If you are a dog lover, then it is entirely possible that you already know this, but dogs have been the best friends of us humans for tens of thousands of years. Truthfully, there is no way to determine the exact time when the first dog domesticating process began. There is one thing that we are sure of, though, is that it was at the very least 20000 years ago that the first variance between dogs and their ancestors, the wolf, began to show.
When you think about this seriously, it really is quite long of a time. After all, our oldest civilization that we know of first began during the early part of the Bronze Age. This means that it was only around 3000 years BC. So, in total that civilization was about 5000+ years ago, which is only a quarter of the time dogs have been spending being our friends.
Naturally, with that kind of time spending with us humans and our curious nature, there is no way that they are not affected by us. We have been breeding dogs for as long as they have been by our side to get more diversified attributes from them. Thus, at the moment, there is quite a variance in dog breeds.
As a result, when people get a new pet dog, they usually have no idea of how to incorporate him into his new family. After all, each individual dog has its own way of dealing with this kind of situation. Thus, I write this guide of Meeting For The First Time: How To Introduce A New Dog To Your Other Dogs in the hope that someone can find some useful knowledge from it.
Make sure to do the introduction on neutral ground
It is always the best to let the dogs get familiar with one another on some neutral territory, like outdoors! Each of the pups should be separately walked with a leash on their necks in order to limit the potential of fighting to the minimum. In addition, the walkers should also carry with themselves a pouch full of high-quality food or treats that were previously broken into small pieces.
To start things off, walk the pups at the kind of distance that each pup can be in the field of view of the other. However, you should also remember that the distance should not be too close so that the pups will not be too ticked off by the presence of their new friend. In the case of your pups not showing any behavior of negative nature, then you can give them some treats as a reward for meeting one another. For instance, when one dog looks at another, then his walker can reward him with a “Good boy!” in a friendly and happy voice. Of course, you should not forget about the treat. It is best if you can repeat this process multiple times so that the pup can get more used to the other’s presence.
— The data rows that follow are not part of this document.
PR #169, opened 2021-07-02
Add debug logging around webhook handler invocation

ryansann:
These changes add access logs to webhook handlers with a middleware pattern. The logs have format that looks like:
```
DEBU[0003] CREATE management.cattle.io/v3.GlobalRole gr-wgmzb user=user-j9rfg allowed=false err=<nil> 
```
To enable, applications using the webhook package need to set logrus to the debug level

### DIFF
--- a/pkg/webhook/router.go
+++ b/pkg/webhook/router.go
@@ -74,13 +74,16 @@ func (r *Router) ServeHTTP(rw http.ResponseWriter, req *http.Request) {
 func (r *Router) admit(response *Response, request *v1.AdmissionRequest, req *http.Request) error {
 	for _, m := range r.matches {
 		if m.matches(request) {
-			return m.admit(response, &Request{
+			err := m.admit(response, &Request{
 				AdmissionRequest: *request,
 				Context:          req.Context(),
 				objTemplate:      m.getObjType(),
 			})
+			logrus.Debugf("admit result: %s %s %s user=%s allowed=%v err=%v", request.Operation, request.Kind.String(), resourceString(request.Namespace, request.Name), request.UserInfo.Username, response.Allowed, err)
+			return err
 		}
 	}
+	logrus.Debugf("no route match found for %s %s %s", request.Operation, request.Kind.String(), resourceString(request.Namespace, request.Name))
 	return nil
 }
 
@@ -141,4 +144,12 @@ type HandlerFunc func(resp *Response, req *Request) error
 
 func (h HandlerFunc) Admit(resp *Response, req *Request) error {
 	return h(resp, req)
+}
+
+// resourceString returns the resource formatted as a string
+func resourceString(ns, name string) string {
+	if ns == "" {
+		return name
+	}
+	return fmt.Sprintf("%s/%s", ns, name)
 }


pkg/webhook/middleware.go
```diff
@@ -0,0 +1,27 @@
...
+
+func access(next Handler) Handler {
+	return HandlerFunc(func(res *Response, req *Request) error {
+		err := next.Admit(res, req)
+		logrus.Debugf("%s %s %s user=%s allowed=%v err=%v", req.Operation, gvk(req.Kind), resource(req.Namespace, req.Name), req.UserInfo.Username, res.Allowed, err)
+		return err
+	})
+}
+
+func gvk(k v1.GroupVersionKind) string {
```
dramich, line 18: Update the function name to clarify what it does and add a comment

pkg/webhook/middleware.go
```diff
@@ -0,0 +1,27 @@
...
+	return fmt.Sprintf("%s/%s.%s", k.Group, k.Version, k.Kind)
+}
+
+func resource(ns, name string) string {
```
dramich, line 22: Update the function name to clarify what it does and add a comment

pkg/webhook/router.go
```diff
@@ -81,6 +81,7 @@ func (r *Router) admit(response *Response, request *v1.AdmissionRequest, req *ht
 			})
 		}
 	}
+	logrus.Debugf("no route match found for %s %s %s", request.Operation, gvk(request.Kind), resource(request.Namespace, request.Name))
```
dramich, line 84: Nice

pkg/webhook/match.go
```diff
@@ -74,10 +74,13 @@ func checkBool(expected, actual *bool) bool {
...
-func (r *RouteMatch) DryRun(dryRun bool) *RouteMatch               { r.dryRun = &dryRun; return r }
-func (r *RouteMatch) Group(group string) *RouteMatch               { r.group = group; return r }
-func (r *RouteMatch) HandleFunc(handler HandlerFunc) *RouteMatch   { r.handler = handler; return r }
-func (r *RouteMatch) Handle(handler Handler) *RouteMatch           { r.handler = handler; return r }
+func (r *RouteMatch) DryRun(dryRun bool) *RouteMatch { r.dryRun = &dryRun; return r }
+func (r *RouteMatch) Group(group string) *RouteMatch { r.group = group; return r }
+func (r *RouteMatch) HandleFunc(handler HandlerFunc) *RouteMatch {
+	r.handler = access(handler)
+	return r
+}
```
dramich, line 82: This isn't needed, catch the admit error and log based off of that.

pkg/webhook/router.go
```diff
@@ -74,13 +74,16 @@ func (r *Router) ServeHTTP(rw http.ResponseWriter, req *http.Request) {
 func (r *Router) admit(response *Response, request *v1.AdmissionRequest, req *http.Request) error {
 	for _, m := range r.matches {
 		if m.matches(request) {
-			return m.admit(response, &Request{
+			err := m.admit(response, &Request{
 				AdmissionRequest: *request,
 				Context:          req.Context(),
 				objTemplate:      m.getObjType(),
 			})
+			logrus.Debugf("%s %s %s user=%s allowed=%v err=%v", request.Operation, request.Kind.String(), resourceString(request.Namespace, request.Name), request.UserInfo.Username, response.Allowed, err)
```
dramich, line 82: Prefix the log message so we can see where it's coming from and have some context

dramich (approved):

Pay close attention to the body language of each dog
As I have stated above, one of the most important things that you need to do carefully in the first meeting between the dogs is to watch the pups closely and carefully. Remember to observe for postures of the body that can indicate that the pup is feeling wary or defensive. This includes something like a prolonged stare, stiff-legged gait, growling, teeth baring, or hair on their back standing up.
In the cases of seeing one, some, or even all of those features, no matter if the pups are near one another or at a distance, you should calmly yet immediately interrupt their interactions. You can do this by make the dogs interested in something else entirely. This is where the pouch of treats come in handy. After the dogs have become more comfortable and relaxed, then you can think of shortening the distance separating them from each other.
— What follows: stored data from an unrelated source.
PR #173, opened 2021-07-20
Add noDeleteGVK

nickgerace:
Relevant issue: https://github.com/rancher/rancher/issues/33203

This PR would ensure that certain GVKs are not deleted for desiredset applys.

### DIFF
--- a/pkg/apply/desiredset.go
+++ b/pkg/apply/desiredset.go
@@ -36,6 +36,7 @@ type desiredSet struct {
 	informerFactory          InformerFactory
 	remove                   bool
 	noDelete                 bool
+	noDeleteGVK              map[schema.GroupVersionKind]struct{}
 	setID                    string
 	objs                     *objectset.ObjectSet
 	codeVersion              string
@@ -222,6 +223,16 @@ func (o desiredSet) WithRateLimiting(ratelimitingQps float32) Apply {
 
 func (o desiredSet) WithNoDelete() Apply {
 	o.noDelete = true
+	return o
+}
+
+func (o desiredSet) WithNoDeleteGVK(gvks ...schema.GroupVersionKind) Apply {
+	if o.noDeleteGVK == nil {
+		o.noDeleteGVK = make(map[schema.GroupVersionKind]struct{})
+	}
+	for _, curr := range gvks {
+		o.noDeleteGVK[curr] = struct{}{}
+	}
 	return o
 }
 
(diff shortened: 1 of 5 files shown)


pkg/apply/desiredset.go
```diff
@@ -36,6 +36,7 @@ type desiredSet struct {
 	informerFactory          InformerFactory
 	remove                   bool
 	noDelete                 bool
+	noDeleteGVK              []schema.GroupVersionKind
```
StrongMonkey, line 39: This can be map[schema.GroupVersionKind] so you can do fast lookup and avoid duplicate entry. Overall approaches looks good

nickgerace: Ok I will change to that. Add a dummy bool for the value then?

StrongMonkey: yeah dummy struct{} is probably ok.

pkg/apply/desiredset_crud.go
```diff
@@ -51,9 +52,16 @@ func (o *desiredSet) get(nsed bool, namespace, name string, client dynamic.Names
...
 
-func (o *desiredSet) delete(nsed bool, namespace, name string, client dynamic.NamespaceableResourceInterface, force bool) error {
-	if o.noDelete && !force {
-		return nil
+func (o *desiredSet) delete(nsed bool, namespace, name string, client dynamic.NamespaceableResourceInterface, force bool, gvk schema.GroupVersionKind) error {
+	if !force {
+		if o.noDelete {
+			return nil
+		}
+		for key := range o.noDeleteGVK {
```
StrongMonkey, line 60: You can just do 
if _, ok := o.noDeleteGVK[key]; ok {
  return nil
}

pkg/apply/desiredset.go
```diff
@@ -225,6 +226,13 @@ func (o desiredSet) WithNoDelete() Apply {
 	return o
 }
 
+func (o desiredSet) WithNoDeleteGVK(gvk ...schema.GroupVersionKind) Apply {
+	for _, curr := range gvk {
+		o.noDeleteGVK[curr] = struct{}{}
```
StrongMonkey, line 231: I believe you have to initialize the map first.

pkg/apply/desiredset_crud.go
nickgerace: _facepalm_ thank you. That's what I get for quick refactoring.

pkg/apply/desiredset.go
nickgerace: Still drinking coffee over here, thank you.

StrongMonkey (approved):

dramich (approved):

Let the pups determine the introductory pace
It is entirely possible that your pups will become interested in playing with one another after you have walked them for the very first time. In the same thought process, it is also quite possible that the dogs will take a long time before they will be acquainted enough to be walked side by side. So, the most important thing that you should keep in mind is to keep things slow and natural, leave the deciding power to your pups. Keep in mind that your chance to success will increase exponentially with your patience. Thus, never try to force your pups to interact with each other.
When the dogs are finally able to see one another in close distance, you should start to allow the pups to take turns walking behind one another. Keep switching until you see that the dogs are comfortable enough. Then, you can start to allow side-by-side walking.
Finally, you can now start to let your pups interact. However, keep close supervision on their interactions. Right at the moment one or both of them show agitation or stress signs, you should think of making the interaction process slower.
Keep a close watch at home
Just making sure the pups are comfortable in neutral grounds is never enough. After all, the main place where they will be interacting will be your home. So, first of all, you should use a tall and sturdy baby gate to keep them separated. Then, you observe the way they interact with one another through this gate. You should also reinforce positive behaviors by giving treats to ones with positive signs.
There is also the need of making sure that there are no treats, food, or toys left in the house that your pups can fight over potentially. In addition, you may need to keep your eyes open for situations which can give ways to conflict. For example, your pups are getting too excited. As this is the last step, you should make absolutely sure to monitor the pups closely when they are in close vicinity. Only after you can be completely sure of them being safe and comfortable around one another should you stop this process.